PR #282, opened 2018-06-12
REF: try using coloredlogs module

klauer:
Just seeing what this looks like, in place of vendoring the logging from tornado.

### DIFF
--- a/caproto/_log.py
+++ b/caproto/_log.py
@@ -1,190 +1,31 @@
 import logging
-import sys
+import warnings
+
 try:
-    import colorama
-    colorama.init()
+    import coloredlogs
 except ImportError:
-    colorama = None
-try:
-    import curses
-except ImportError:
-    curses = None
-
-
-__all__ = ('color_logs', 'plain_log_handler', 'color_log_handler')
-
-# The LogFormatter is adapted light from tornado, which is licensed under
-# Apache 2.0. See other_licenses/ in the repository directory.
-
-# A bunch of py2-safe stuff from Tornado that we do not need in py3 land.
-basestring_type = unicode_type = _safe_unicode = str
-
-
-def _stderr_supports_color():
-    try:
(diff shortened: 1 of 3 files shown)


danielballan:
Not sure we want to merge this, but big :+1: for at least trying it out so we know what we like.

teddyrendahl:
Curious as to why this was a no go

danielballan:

EXERCISE DIRECTIONS:
Every single entry is to be retyped exactly.

TASK RESULT:
PR #282, opened 2018-06-12
REF: try using coloredlogs module

klauer:
Just seeing what this looks like, in place of vendoring the logging from tornado.

### DIFF
--- a/caproto/_log.py
+++ b/caproto/_log.py
@@ -1,190 +1,31 @@
 import logging
-import sys
+import warnings
+
 try:
-    import colorama
-    colorama.init()
+    import coloredlogs
 except ImportError:
-    colorama = None
-try:
-    import curses
-except ImportError:
-    curses = None
-
-
-__all__ = ('color_logs', 'plain_log_handler', 'color_log_handler')
-
-# The LogFormatter is adapted light from tornado, which is licensed under
-# Apache 2.0. See other_licenses/ in the repository directory.
-
-# A bunch of py2-safe stuff from Tornado that we do not need in py3 land.
-basestring_type = unicode_type = _safe_unicode = str
-
-
-def _stderr_supports_color():
-    try:
(diff shortened: 1 of 3 files shown)


danielballan:
Not sure we want to merge this, but big :+1: for at least trying it out so we know what we like.

teddyrendahl:
Curious as to why this was a no go

danielballan:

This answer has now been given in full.